Тем не менее фигур масштаба и дарований Керенского среди социалистов не было. Эсеровский лидер В.М. Чернов столь восторженных эмоций ни у кого не вызывал. Скорее наоборот. Так, к примеру, описывалось его поведение на Демократическом совещании в авторитетной социалистической газете: «Несмотря на седую шевелюру, у него цветущее, бодрое, румяно здоровое лицо, окаймленное острой бородкой… Это самый говорливый из всех ораторов. С необычайным количеством словесного сахара. С пряной вычурностью… Вместо аграрного вопроса… получается очень крепкий ликер из деревенского большевизма и розового варенья… Полемист он плохой. Замечания, брошенные сверху… рождали в нем растерянность» [13]. В Чернове не видели силы, но уловили стремление использовать действия других ради торжества своей доктрины. «“Не бойтесь чрезмерно политических чрезмерностей Ленина”, – таково одно из ставших знаменитым изречение Чернова», – уверял очевидец3. «Чернов слишком склонен к неразборчивой в средствах демагогии», – такова еще одна из его характеристик4. «Чернов способен на всякое предательство», – записывала З. Гиппиус в конце декабря 1917 г. [9, с. 39].

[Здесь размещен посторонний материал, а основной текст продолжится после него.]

PR #3522, opened 2024-06-13
resource compare support only consider the requested resource item

### LINKED ISSUE #3520: overcommit plugin is no need to check other resources.

lowang-bh:
fixes #3520

some times, we need to only compare the required dimensions in the resource.
eg: when check  `Enqueueable`, `Allocatable` or `Preemptive`, even overused.
Will use this function to replcae comparision in `AddJobEnqueueableFn`, `AddPreemptiveFn` and `AddAllocatableFn`

- [x] AddJobEnqueueableFn
- [ ] AddAllocatableFn
- [ ] AddPreemptiveFn
- [ ] AddOverusedFn

### DIFF
--- a/pkg/scheduler/api/resource_info.go
+++ b/pkg/scheduler/api/resource_info.go
@@ -429,6 +429,42 @@ func (r *Resource) LessEqual(rr *Resource, defaultValue DimensionDefaultValue) b
 	return true
 }
 
+// LessEqualWithDimension only compare the resource items in req param
+// @param req define the resource item to be compared
+// if req is nil, equals r.LessEqual(rr, zero)
+func (r *Resource) LessEqualWithDimension(rr *Resource, req *Resource) bool {
+	if r == nil {
+		return true
+	}
+	if rr == nil {
+		return false
+	}
+	if req == nil {
+		return r.LessEqual(rr, Zero)
+	}
+
+	if req.MilliCPU > 0 && r.MilliCPU > rr.MilliCPU {
+		return false
+	}
+	if req.Memory > 0 && r.Memory > rr.Memory {
+		return false
+	}
+
+	// if r.scalar is nil, whatever rr.scalar is, r is less or equal to rr
+	if r.ScalarResources == nil {
+		return true
+	}
+
+	for name, quant := range req.ScalarResources {
+		rQuant := r.ScalarResources[name]
+		rrQuant := rr.ScalarResources[name]
+		if quant > 0 && rQuant > rrQuant {
+			return false
+		}
+	}
+	return true
+}
+
 // LessEqualWithResourcesName returns true, []string{} only on condition that all dimensions of resources in r are less than or equal with that of rr,
 // Otherwise returns false and err string ,which show what resources are insufficient.
 // @param defaultValue "default value for resource dimension not defined in ScalarResources. Its value can only be one of 'Zero' and 'Infinity'"
--- a/pkg/scheduler/api/resource_info_test.go
+++ b/pkg/scheduler/api/resource_info_test.go
@@ -753,6 +753,81 @@ func TestLessEqual(t *testing.T) {
 	}
 }
 
+func TestLessEqualWithDimension(t *testing.T) {
+	tests := []struct {
+		resource1 *Resource
+		resource2 *Resource
+		req       *Resource
+		expected  bool
+	}{
+		{
+			resource1: &Resource{},
+			resource2: &Resource{},
+			req:       nil,
+			expected:  true,
+		},
+		{
+			resource1: &Resource{MilliCPU: 5000},
+			resource2: &Resource{
+				MilliCPU:        4000,
+				Memory:          2000,
+				ScalarResources: map[v1.ResourceName]float64{"scalar.test/scalar1": 1000},
+			},
+			req:      &Resource{MilliCPU: 1000},
+			expected: false,
+		},
+		{
+			resource1: &Resource{MilliCPU: 3000, Memory: 3000},
+			resource2: &Resource{MilliCPU: 4000, Memory: 2000},
+			req:       &Resource{Memory: 1000},
+			expected:  false,
+		},
+		{
+			resource1: &Resource{
+				MilliCPU: 4,
+				Memory:   4000,
+			},
+			resource2: &Resource{},
+			req:       &Resource{},
+			expected:  true,
+		},
+		{
+			resource1: &Resource{
+				MilliCPU: 4, Memory: 4000,
+				ScalarResources: map[v1.ResourceName]float64{"nvidia.com/gpu": 1},
+			},
+			resource2: &Resource{MilliCPU: 8, Memory: 8000},
+			req: &Resource{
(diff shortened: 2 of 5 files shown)


pkg/scheduler/api/resource_info.go
```diff
@@ -429,6 +429,36 @@ func (r *Resource) LessEqual(rr *Resource, defaultValue DimensionDefaultValue) b
...
+	}
+
+	// if r.scalar is nil, whatever rr.scalar is, r is less or equal to rr
+	if r.ScalarResources == nil {
+		return true
+	}
+
+	for name, quant := range req.ScalarResources {
+		rQuant := r.ScalarResources[name]
+		rrQuant := rr.ScalarResources[name]
```
Monokaix, line 454: Shuould check rr not nil.

lowang-bh: Done.

pkg/scheduler/api/resource_info.go
```diff
@@ -429,6 +429,42 @@ func (r *Resource) LessEqual(rr *Resource, defaultValue DimensionDefaultValue) b
...
```
hwdef, line 460: Will rQuant or rrQuant be nil?

lowang-bh: They are float values.

hwdef: I mean not getting it

hwdef (commented):
/lgtm

pkg/scheduler/api/resource_info_test.go
```diff
@@ -753,6 +753,81 @@ func TestLessEqual(t *testing.T) {
...
+				MilliCPU: 4, Memory: 4000,
+				ScalarResources: map[v1.ResourceName]float64{"nvidia.com/gpu": 1},
+			},
+			resource2: &Resource{MilliCPU: 8, Memory: 8000},
+			req: &Resource{
+				MilliCPU: 4, Memory: 2000,
+				ScalarResources: map[v1.ResourceName]float64{"nvidia.com/gpu": 1},
+			},
+			expected: false,
+		},
```
Monokaix, line 805: Why this return false?

pkg/scheduler/api/resource_info_test.go
```diff
@@ -753,6 +753,81 @@ func TestLessEqual(t *testing.T) {
...
+			},
+			resource2: &Resource{
+				MilliCPU: 100, Memory: 8000,
+				ScalarResources: map[v1.ResourceName]float64{"nvidia.com/A100": 1},
+			},
+			req: &Resource{
+				MilliCPU: 10, Memory: 4000,
+				ScalarResources: map[v1.ResourceName]float64{"nvidia.com/gpu": 0, "nvidia.com/A100": 1, "scalar": 1},
+			},
+			expected: true,
```
Monokaix, line 819: Why true? resource2 has no dimension `"scalar": 1`.

pkg/scheduler/api/resource_info.go
```diff
@@ -429,6 +429,42 @@ func (r *Resource) LessEqual(rr *Resource, defaultValue DimensionDefaultValue) b
 	return true
 }
 
+// LessEqualWithDimension only compare the resource items in req param
```
Monokaix, line 432: I think we should clarify that this func behaves when one dimension of request missed in resource1 and when no dimension missed in resource1 but less than resource1.

Monokaix: seems that we only consider whether the dimension exists but not care the specific value of it, right?

pkg/scheduler/api/resource_info.go
```diff
@@ -429,6 +429,42 @@ func (r *Resource) LessEqual(rr *Resource, defaultValue DimensionDefaultValue) b
...
+// @param req define the resource item to be compared
+// if req is nil, equals r.LessEqual(rr, zero)
+func (r *Resource) LessEqualWithDimension(rr *Resource, req *Resource) bool {
```
Monokaix, line 435: How about just remove the dimensions not in `req` of `r`, then compare just like before?

pkg/scheduler/api/resource_info_test.go
lowang-bh: req need gpu resource with 1， and resource2 has no gpu, so it can not satisfy the request.

pkg/scheduler/api/resource_info.go
lowang-bh: also ok.

Monokaix: I think this way is more readable.

pkg/scheduler/api/resource_info_test.go
lowang-bh: It means resource1's `scalar` less equal to resource2's `scalar`.

pkg/scheduler/api/resource_info.go
lowang-bh: > seems that we only consider whether the dimension exists but not care the specific value of it, right?

yes

Monokaix:
`Overused` should also be considered.

pkg/scheduler/api/resource_info_test.go
```diff
@@ -753,6 +753,81 @@ func TestLessEqual(t *testing.T) {
...
+		},
+	}
+
+	for i, test := range tests {
```
Monokaix, line 823: Please also add a case:
r1'cpu resource > r2'cpu resource, while req has no cpu resource but has a enough scalar resource, it's expected to return true.

hwdef (commented):
/lgtm

hwdef:
because lgtm has been added by @Monokaix

PR #3531, opened 2024-06-16
use switch case statement to replace if else in plugins sla

yxxhero:
make code more readable.

### DIFF
--- a/pkg/scheduler/plugins/sla/sla.go
+++ b/pkg/scheduler/plugins/sla/sla.go
@@ -124,12 +124,15 @@ func (sp *slaPlugin) OnSessionOpen(ssn *framework.Session) {
 
 		lCreationTimestamp := lv.CreationTimestamp
 		rCreationTimestamp := rv.CreationTimestamp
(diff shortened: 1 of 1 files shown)


Monokaix:
Hi, please squash it to one commit and rename the title to a more readable one：`use switch case statement to replace if else in plugins sla`.

yxxhero:
@Monokaix done

pkg/scheduler/plugins/sla/sla.go
```diff
@@ -124,12 +124,15 @@ func (sp *slaPlugin) OnSessionOpen(ssn *framework.Session) {
 
 		lCreationTimestamp := lv.CreationTimestamp
 		rCreationTimestamp := rv.CreationTimestamp
-		if lCreationTimestamp.Add(*lJobWaitingTime).Before(rCreationTimestamp.Add(*rJobWaitingTime)) {
+
```
Monokaix, line 127: I think we can use time's `Compare` method to replace the statement, which is more concise.

yxxhero: please show more info. thanks so much. @Monokaix

Monokaix: We can call the method `time.Compare` to replace if else check.

PR #3538, opened 2024-06-22
improve unschedule message

### LINKED ISSUE #2993: Optimize log output when resources are not enough

lowang-bh:
This PR is aim to add useful message in podgroup status so that user is easy to find the reason why job is unschedulable.

it also fixes #2993

<details>

<summary>example YAML </summary>

### server-0 allocate success, but server-1 allocate failed

```yaml
kind: Job
metadata:
  name: my-apps
spec:
  schedulerName: volcano
  minAvailable: 2
  tasks:
    - replicas: 2
      name: "web"
      minAvailable: 1
      template:
        spec:
          containers:
            - image: nginx:1.14.2
              name: web
              resources:
                requests:
                  cpu: "1000m"
                  memory: "100Mi"
          restartPolicy: OnFailure
    - replicas: 2
      minAvailable: 1
      name: "server"
      template:
        spec:
          containers:
            - image: nginx:1.14.2
              name: server
              resources:
                requests:
                  cpu: "2000m"
                  memory: "100Mi"
          restartPolicy: OnFailure
```
</details>

#### podgroup message
image

<details>

<summary>pod message</summary>

image

</details>

### DIFF
--- a/pkg/scheduler/plugins/gang/gang.go
+++ b/pkg/scheduler/plugins/gang/gang.go
@@ -179,7 +179,6 @@ func (gp *gangPlugin) OnSessionClose(ssn *framework.Session) {
 			unreadyTaskCount = job.MinAvailable - schedulableTaskNum()
 			msg := fmt.Sprintf("%v/%v tasks in gang unschedulable: %v",
 				unreadyTaskCount, len(job.Tasks), job.FitError())
-			job.JobFitErrors = msg
 
 			unScheduleJobCount++
 			metrics.RegisterJobRetries(job.Name)
@@ -196,18 +195,6 @@ func (gp *gangPlugin) OnSessionClose(ssn *framework.Session) {
 			if err := ssn.UpdatePodGroupCondition(job, jc); err != nil {
 				klog.Errorf("Failed to update job <%s/%s> condition: %v",
 					job.Namespace, job.Name, err)
-			}
-
-			// allocated task should follow the job fit error
-			for _, taskInfo := range job.TaskStatusIndex[api.Allocated] {
-				fitError := job.NodesFitErrors[taskInfo.UID]
-				if fitError != nil {
-					continue
-				}
-
-				fitError = api.NewFitErrors()
-				job.NodesFitErrors[taskInfo.UID] = fitError
-				fitError.SetError(msg)
 			}
 		} else {
 			jc := &scheduling.PodGroupCondition{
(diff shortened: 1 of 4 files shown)


hwdef (commented):
/lgtm

pkg/scheduler/plugins/gang/gang.go
```diff
@@ -197,18 +196,6 @@ func (gp *gangPlugin) OnSessionClose(ssn *framework.Session) {
 				klog.Errorf("Failed to update job <%s/%s> condition: %v",
 					job.Namespace, job.Name, err)
 			}
-
-			// allocated task should follow the job fit error
```
Monokaix, line 201: Why this removed?

lowang-bh: It is to set those tasks have no fiterror, which have been alocated. It is meaningless. This message can be found in podgroup message and event. After removing it , those pods will have a message as the pictures show that `it can be assigned at node xxx`.

Monokaix:
The problem of original mentioned issus still exists or not? podgroup is a volcano resource and there is no necessary to be consistent with kube-scheduler, we can just keep pod event being with kube-scheduler?
 
If pg also has these message, it will be repeated with the pod event.

lowang-bh:
> The problem of original mentioned issus still exists or not? podgroup is a volcano resource and there is no necessary to be consistent with kube-scheduler, we can just keep pod event being with kube-scheduler?
> 
> If pg also has these message, it will be repeated with the pod event.


It is aim to add useful message in podgroup status so that user is easy to find the reason why job is unschedulable
The origin reason come from the first unscheduled pod which break the allocation.

Monokaix:
> > The problem of original mentioned issus still exists or not? podgroup is a volcano resource and there is no necessary to be consistent with kube-scheduler, we can just keep pod event being with kube-scheduler?
> > If pg also has these message, it will be repeated with the pod event.
> 
> It is aim to add useful message in podgroup status so that user is easy to find the reason why job is unschedulable The origin reason come from the first unscheduled pod which break the allocation.

Ok.

PR #3540, opened 2024-06-23
reduce function calling

lowang-bh:
/kind cleanup

### DIFF
--- a/pkg/controllers/job/job_controller_util.go
+++ b/pkg/controllers/job/job_controller_util.go
@@ -336,8 +336,9 @@ func (p TasksPriority) CalcPGMinResources(jobMinAvailable int32) v1.ResourceList
 // calTaskRequests returns requests resource with validReplica replicas
 func calTaskRequests(pod *v1.Pod, validReplica int32) v1.ResourceList {
 	minReq := v1.ResourceList{}
+	usage := *util.GetPodQuotaUsage(pod)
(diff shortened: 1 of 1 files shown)


pkg/controllers/job/job_controller_util.go
```diff
@@ -336,8 +336,9 @@ func (p TasksPriority) CalcPGMinResources(jobMinAvailable int32) v1.ResourceList
 // calTaskRequests returns requests resource with validReplica replicas
 func calTaskRequests(pod *v1.Pod, validReplica int32) v1.ResourceList {
 	minReq := v1.ResourceList{}
+	usage := *util.GetPodQuotaUsage(pod)
 	for i := int32(0); i < validReplica; i++ {
```
Monokaix, line 340: If `validReplica` length=0, then `util.GetPodQuotaUsage(pod)` will not be called, but after this pr, it will always be called, is this feasible?

lowang-bh: `validReplica` will nearly never be zero.  So most cases `GetPodQuotaUsage` will only be called once. Even though it is zero, the logic is ok and has no other impact.

Monokaix: OK.

hwdef (commented):
/approve

Issue #748, opened 2020-03-26
Feature Request: Need a mechanism to avoid starvation (obey job priority)


xiaogaozi:
**Is this a BUG REPORT or FEATURE REQUEST?**:

/kind feature

**What happened**:

In a share cluster may mixed with different type jobs, e.g. high priority job, low priority job. User always expect high priority job be scheduled first. But in some case when there are insufficient resources could be allocated to high priority job, Volcano scheduler will ignore this job and try to schedule low priority job. In the worst case, high priority job will keep waiting until low priority job release sufficient resources (i.e. starvation). This is not acceptable for user.

**What you expected to happen**:

High priority job could be scheduled before low priority job. Scheduler should try the best to avoid starvation.

**How to reproduce it (as minimally and precisely as possible)**:

Mix high and low priority jobs in a cluster

**Anything else we need to know?**:

Some previous related discussion and design from kube-batch and Volcano community:

- https://github.com/kubernetes-sigs/kube-batch/pull/686
- https://github.com/kubernetes-sigs/kube-batch/pull/847
- https://github.com/volcano-sh/volcano/issues/13
- https://github.com/volcano-sh/volcano/pull/298

**Environment**:
- Volcano Version: v0.3
- Kubernetes version (use `kubectl version`): v1.14.6
- Cloud provider or hardware configuration: N/A
- OS (e.g. from /etc/os-release): N/A
- Kernel (e.g. `uname -a`): N/A
- Install tools: N/A
- Others: N/A

xiaogaozi:
Should be noted that `preempt` action may resolve this problem in some case. But we may also need a new mechanism (e.g. reservation) when preemption is not acceptable.

Gouthamkreddy1234:
Reservations will be a part future releases of v1.x (v1.0 was released in June 30 which currently does not have reservations yet). Please check this roadmap for more info - [https://github.com/volcano-sh/volcano/blob/c388b818c4dada8d63a76dbc7cf53db75bf7e26a/docs/community/roadmap.md](https://github.com/volcano-sh/volcano/blob/c388b818c4dada8d63a76dbc7cf53db75bf7e26a/docs/community/roadmap.md)

Gouthamkreddy1234:
This feature will be a part of v1.1 and is being discussed here - [https://github.com/volcano-sh/volcano/issues/947](https://github.com/volcano-sh/volcano/issues/947)

Thor-wl:
[...]

PR #3546, opened 2024-06-27
delete reservation plugin doc

hwdef:
Reservation plugin has been deleted. This doc is no longer needed. It will confuse users.
Additionally, I recommend cleaning up documents that have expired.

### DIFF
--- a/docs/design/job-resource-reservation-design.md
+++ b/docs/design/job-resource-reservation-design.md
@@ -2,6 +2,10 @@
 
 @[Thor-wl](https://github.com/Thor-wl); Aug 19th, 2020
 
+## Deprecated
+
+The `Reservation` plugin has been deleted. This doc is deprecated. It will be deleted in the future.
+
 ## Motivation
 As [issue 13](https://github.com/volcano-sh/volcano/issues/13) / [issue 748](https://github.com/volcano-sh/volcano/issues/748) 
 / [issue 947](https://github.com/volcano-sh/volcano/issues/947) mentioned, current scheduler strategy may result in 


Monokaix:
have the problems mentioned in this doc been resolved?
And I saw that https://github.com/volcano-sh/volcano/issues/748 mentioned that this feature is released, but I didn't see that.

hwdef:
I think the reservation plugin has been deprecated and replaced by the SLA plugin.
@Thor-wl Can you clarify?

docs/design/job-resource-reservation-design.md
```diff
@@ -1,148 +0,0 @@
-# Volcano Resource Reservation For Target Jobs
```
googs1025, line 1: Maybe we should have a deprecated directory and put this design document in it instead of deleting it directly. This way users can also refer to the previous documents. @Monokaix WDYT

hwdef: > Maybe we should have a deprecated directory and put this design document in it instead of deleting it directly. This way users can also refer to the previous documents. @Monokaix WDYT

If users want to view old documents, they can switch to the old branch

Monokaix: We can mark it as deprecated and delete it in next version: )

hwdef: @Monokaix 
how to mark it as deprecated? write in title? create a deprecated folder?

Monokaix: I think we can just edit the doc directly: ), and whether it's sovled by sla-plugin should also be checked.

hwdef:
@Monokaix @googs1025 
The docs has been updated. Please review again.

Некоторые усматривали нечто мефистофельское в самой внешности Чернова [27, с. 132]. Здесь, похоже, сказывался избыток воображения контрразведчика. Впрочем, для менее подозрительных людей, Чернов был «шутник, приятный человек» [41, с. 133]. Независимо от справедливости подобных характеристик, само наличие столь противоречивых характеристик свидетельствовало, что Чернов – сомнительная фигура тогдашнего политического ландшафта.
Фактически Чернов был авторитетен скорее своими литературными трудами внутри своей – пусть самой многочисленной – эсеровской партии (ухитряясь при этом интриговать против другого виднейшего ее члена – Керенского). Слишком многие люди самых разных политических склонностей относились к Чернову с подозрением. В отличие от Керенского он ухитрялся раздавать реверансы налево – иной раз даже Ленину. Злословили, что Чернов «с прибауточками и стишками», с особой, порой «плотоядной, ужимочкой стремится всучить лежалый товар» [8, с. 300]. Он был многословен, но отнюдь не обладал ораторским темпераментом. Казалось, что этот политик попросту ждал, когда волна крестьянской революции вознесет его и его партию на вершину власти. Вероятно, ему также казалось, что «углубление революции» будет происходить в соответствии с принципами формальной демократии. В общем, как типичный человек революционного подполья, он не понимал ни природы открытой политической борьбы, ни законов крестьянского вождизма, ни азов харизматического лидерства вообще. В сущности, он провалился на посту министра земледелия, так и не поняв, до какой степени подвел этим «свою» партию [6, с. 399–401]. А в «бесконечной» речи Чернова на открытии Учредительного собрания некоторые увидели «бездарную перефразировку большевицкой программы» [10, с. 79].
Революция не прощает тех, кто бездарно претендует на роль ее лидера. Не случайно во время июльских событий в Петрограде разбушевавшаяся толпа сначала требовала, чтобы Чернов «принял власть», а затем арестовала. Склонность к лицедейству спасает лишь на время. Чернова невозможно было представить во главе победившей революции – символично, что в июле 1917 г. его «спас» от толпы не кто-нибудь из «своих», а Л.Д. Троцкий [38, с. 384; 34, с. 203–205].